Лифшиц / Лосев / Loseff. Сборник памяти Льва Лосева | страница 111





В более широком смысле последние строки этой незатейливой детской сказки дают нам нравственный урок, смысл которого заключается в том, что сильный всегда должен относиться к слабому с состраданием и не отказывать ему в помощи:

…Я возьму тебя сейчас на прицеп.
 Ты моложе – так ступай на прицеп!

Если же, однако, читать его как зашифрованный отклик на гибель Гумилева, сгинувшего и не вернувшегося, то стихотворение обретает гораздо более сложный вид. В нем косвенным образом подвергаются критике жестокий, тиранический режим и общество, в котором униженный и слабый, тот, кому не удается устоять на рельсах, удержаться в колее, не имеет никакой защиты. Единственная надежда для него – преданные друзья, которые сделают все, чтобы снова найти его и помочь ему[148]. Подтекст этого стихотворения для детей содержит в себе осуждение холодного безразличия большого города к тем, кто слаб, кто попал в беду.

Равнодушными к настойчивым просьбам Клика подсказать, где можно отыскать Трама, остаются многие обитатели большого города, и безразличие их ответов, выраженных одинаковыми короткими фразами со смежной рифмовкой и рубленым ритмом, звучит насмешливым рефреном стихотворения.

Мы не знаем ничего,
Не видали мы его.

Этот рефрен подчеркивает, насколько беспомощна личность перед стеной равнодушия большого города и общества в целом, насколько глубоко может ощущать она одиночество.

Например, Трам в ходе своих поисков обращается к высокому, семиэтажному дому, стоящему на пересечении трех улиц, и просит его о помощи, поскольку этот дом занимает в городе идеально выгодную позицию и, по-видимому, обладает высоким авторитетом:

– Tы скажи, семиэтажный
Каменный глазастый дом,
Всеми окнами ты видишь
На три улицы кругом,
Не слыхал ли ты о Клике,
О трамвае молодом?

Но мольба Трама и здесь не находит отклика, дом встречает ее с каменным равнодушием и привычным уже жестокосердием. Ответ его звучит злобно и язвительно.

Дом ответил очень зло:
– Много здесь таких прошло.

Это величественное здание предстает перед читателем сущим злодеем, которому наплевать на бедственное положение всякого заблудившегося в каменных джунглях. Этот ответ – кульминация безжалостного равнодушия большого города; вдобавок в нем звучит мысль, что такое здесь случается нередко.

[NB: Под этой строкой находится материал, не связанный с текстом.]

PR #287, opened 2017-04-08
Move around and split some docs

lmctv:
To look at the end result of this commit: http://lmctvpynacl.readthedocs.io/en/split-out-changes

### DIFF
--- a/INSTALL.rst
+++ b/INSTALL.rst
@@ -1,0 +1,31 @@
+Installation
+============
+
+Linux
+-----
+
+PyNaCl relies on `libsodium`_, a portable C library. A copy is bundled
+with PyNaCl so to install you can run:
+
+.. code-block:: console
+
+    $ pip install pynacl
+
+If you'd prefer to use one provided by your distribution you can disable
+the bundled copy during install by running:
+
+.. code-block:: console
+
+    $ SODIUM_INSTALL=system pip install pynacl
+
+.. _libsodium: https://github.com/jedisct1/libsodium
+
+Mac OS X & Windows
+------------------
+
+PyNaCl ships as a binary wheel on OS X and Windows so all dependencies
+are included. Make sure you have an up-to-date pip and run:
+
+.. code-block:: console
+
+    $ pip install pynacl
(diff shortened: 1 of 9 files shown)


lmctv:
@dstufft , @reaperhulk I'm unsure if you just didn't look at these proposed changes, or you prefer the status quo.

reaperhulk:
@lmctv I had not looked at these. I'm not sure if we want to move the changelog or not. Ultimately it will become too big, but right now it is nice that it's present in the readme so that it shows up on PyPI.

lmctv:
If you think it's worthwhile, we could concatenate the README.rst and the CHANGELOG.rst in setup.py, to get the changes shown both in pypi  and in the generated docs.

lmctv:
@reaperhulk with my last added commit, the pypi page should continue showing both the changelog and the terse install notes, developers checking out the sources or browsing them on github will find the customary INSTALL and CHANGELOG files and their content will also show in generated documentation.

INSTALL.rst
```diff
@@ -0,0 +1,31 @@
...
+.. code-block:: console
+
+    $ SODIUM_INSTALL=system pip install pynacl
+
+.. _libsodium: https://github.com/jedisct1/libsodium
+
+Mac OS X & Windows
+------------------
+
+PyNaCl ships as a binary wheel on OS X and Windows so all dependencies
```
reaperhulk: We ship a binary wheel for manylinux1 now too 😀  (but we can note that in a subsequent PR)

lmctv:
@reaperhulk regarding my other in-flight PRs, would you prefer

a. rebasing on top of this commit (maybe cleaner, but we'll lose all reviews' context)
b. creating a separate doc PR after respective merge

reaperhulk:
Uhh, hmm. Let's do a separate PR I think. There's a lot of review context on both of those. Are both of them ready for review again?

lmctv:
Yes, I think both are ready for review. Thanks

reaperhulk:
Okay I'll review them in the morning. A bit too tired to do this tonight still. Thanks for all your hard work!

PR #288, opened 2017-04-11
Switch to using setuptools based commands instead of distutils

dstufft:


reaperhulk:
@dstufft remind me why we want to do this again? Presumably because setuptools is already monkeypatching distutils here and we might as well import the real thing?

dstufft:
@reaperhulk you're actually not getting the setuptools variant of those commands at all currently, because you're importing them before you're importing setuptools, so you're getting the distutils commands before setuptools has a chance to monkeypatch (which isn't true via pip, because YOLO).

PR #290, opened 2017-04-21
Don't care about coverage in tests/

blag:
It doesn't make sense to care about the coverage of the code in `tests/`, only in `nacl/`.

### DIFF
--- a/.coveragerc
+++ b/.coveragerc
@@ -2,7 +2,6 @@
 branch = True
 source =
     nacl
-    tests/
 
 [paths]
 source =


ofek:
I disapprove. It is bad practice not to test your tests.

alex:
No, we want to track the coverage of our tests. Code that's not run there is every bit the liability.

blag:
I don't see the benefit, can you explain that a bit more or point me to something that does?

alex:
test code is code too, anything that leads to it being not run is relevant.

blag:
Huh, interesting. I hadn't thought about that before. Thanks!

PR #455, opened 2018-07-14
stop codecov from commenting on PRs

reaperhulk:
we already require 100% coverage, it can just fail the status check


alex:
test failure relevant

PR #471, opened 2018-09-16
Replace use of six.binary_type with bytes

jdufresne:
The type `bytes` exists on all supported Pythons. On Python 2, it is an
alias of `str`, same as six. There is no need to use a compatibility shim.
Makes code more forward compatible with Python 3 idioms.


alex:
@jdufresne Can you please rebase on master? We've fixed the docs test that's failing here.

jdufresne:
Rebased. Thanks.

PR #485, opened 2018-09-28
Update setup_requirements to match pyproject.toml

kubinski:
Updated setup_requirements to match the requirements listed in pyproject.toml.

### DIFF
--- a/setup.py
+++ b/setup.py
@@ -38,7 +38,8 @@ except ImportError:
 
 
 requirements = ["six"]
-setup_requirements = []
+setup_requirements = ["setuptools",
+                      "wheel"]
 test_requirements = ["pytest>=3.2.1,!=3.3.0",
                      "hypothesis>=3.27.0"]
 docs_requirements = ["sphinx>=1.6.5",


lmctv:
@pyca/pynacl-core @dstufft I seem to remember using setup_requirements is deprecated when building with pip. If this is the case, I think we should add a comment before the empty list in setup.py

reaperhulk:
setup_requires are deprecated by pyproject.toml but we need to retain them until we decide to drop support for pips without pyproject.toml support (aka everything except the latest release right now)

kitterma:
The problem with this change is what wheel is only required if you are building a wheel.  Not everyone does this, so it seems odd to require it.  Particularly since wheel being available to pip is the default in a virtualenv.  Since I'm not building a wheel, now I have to carry this pointless requirement or patch the project.

reaperhulk:
@kitterma Yeah I'd be happy to take a PR removing that. We don't do it in `pyca/cryptography` and there's no reason to do it here.

kitterma:
@reaperhulk OK.  See #596.  Thanks.

PR #488, opened 2018-10-26
Added bindings for crypto_sign_ed25519_sk_to_pk

sfstpala:


src/nacl/bindings/crypto_sign.py
```diff
@@ -165,6 +165,31 @@ def crypto_sign_ed25519_sk_to_curve25519(secret_key_bytes):
     return ffi.buffer(curve_secret_key, curve_secret_key_len)[:]
 
 
+def crypto_sign_ed25519_sk_to_pk(secret_key_bytes):
+    """
+    Converts a secret Ed25519 key (encoded as bytes ``secret_key_bytes``) to
```
lmctv: I'd suggest a bit of rewording here, to put the docstring in line with libsodium's documentation at

https://download.libsodium.org/doc/public-key_cryptography/public-key_signatures#extracting-the-seed-and-the-public-key-from-the-secret-key

which correctly talks about "extraction" rather than "conversion"

src/nacl/bindings/crypto_sign.py
```diff
@@ -165,6 +165,31 @@ def crypto_sign_ed25519_sk_to_curve25519(secret_key_bytes):
...
+    :param public_key_bytes: bytes
+    :rtype: bytes
+    """
+    if len(secret_key_bytes) != crypto_sign_SECRETKEYBYTES:
+        raise exc.ValueError("Invalid secret key")
+
+    public_key_len = crypto_sign_PUBLICKEYBYTES
+    public_key = ffi.new("unsigned char[]", public_key_len)
+
+    rc = lib.crypto_sign_ed25519_sk_to_pk(public_key, secret_key_bytes)
```
lmctv: Sorry for not asking first, but did you check whether this is really faster than 
```
     public_key = secret_key_bytes[crypto_sign_SEEDBYTES:]
```

sfstpala: Yes, good call. It is about 10x faster. I have changed it.

I also added `crypto_sign_ed25519_sk_to_seed`while I was at it.

src/bindings/crypto_sign.h
```diff
@@ -33,10 +33,12 @@ int crypto_sign_open(unsigned char *m,  unsigned long long *mlen,
                const unsigned char *sm, unsigned long long smlen,
                const unsigned char *pk);
 
-
 int crypto_sign_ed25519_sk_to_pk(unsigned char *pk,
```
lmctv: If you verified the direct slicing to be faster than calling libsodium's crypto_sign_ed25519_sk_to_pk(), you should also remove the now unused binding here.

src/bindings/crypto_sign.h
```diff
@@ -33,10 +33,12 @@ int crypto_sign_open(unsigned char *m,  unsigned long long *mlen,
...
                                  const unsigned char *sk);
 
+int crypto_sign_ed25519_sk_to_seed(unsigned char *pk,
```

Мы вслушиваемся в стихотворные аллюзии, которые отчетливей слышны на фоне обозначенной в подтексте печальной судьбы Гумилева, и этот гордый собственным величием дом предстает перед нами в неприглядном свете и в более конкретном смысле. Трам обращается к нему по той причине, что тому с высоты прекрасно видно на все стороны, он должен знать, что творится вокруг, и, возможно, знает, что случилось с Кликом. И дом не пытается утверждать, что ему не известна судьба Клика, нет, просто ему наплевать на него, как и на любого другого обитателя города, поскольку случившееся с бедным трамваем здесь – обычное дело. В этом смысле каменный, холодный, неколебимо-бесстрастный дом выступает косвенным виновником преступлений, совершающихся против всех обитателей города, поскольку для него их судьба ничего не значит. Он становится символом безличной, безжалостной власти, которая отказывает в помощи тем, кто пытается разыскать своих таинственно исчезнувших любимых. Таким образом, бдительно следящий за происходящим в городе каменный дом не олицетворяет ли собой тайную полицию, то есть то самое учреждение, которое ответственно за злодейское убийство поэта Николая Гумилева? На иллюстрации Эндера герой представлен рядом с ним крошечной, до предела упрощенной фигуркой, помещенной в самом низу, у основания этого величественного здания, окруженного и другими большими, многооконными домами, холодно и отчужденно, свысока взирающими на его бедственное положение. Рискнем предположить, что совсем не случайно здание КГБ, расположенное на Лубянской площади в Москве, как и зловещее здание в стихотворении Мандельштама, имеет семь этажей и выходит окнами сразу на три улицы. В данном случае Эндер также прибегает к средствам эзопова языка, но уже по-своему, изобразив не семиэтажное, а восьмиэтажное здание, а ряд домов поместив непосредственно рядом с ним, чтобы не было видно, что оно стоит на слиянии трех улиц, и тем самым завуалировав зловещую связь со зданием на Лубянке.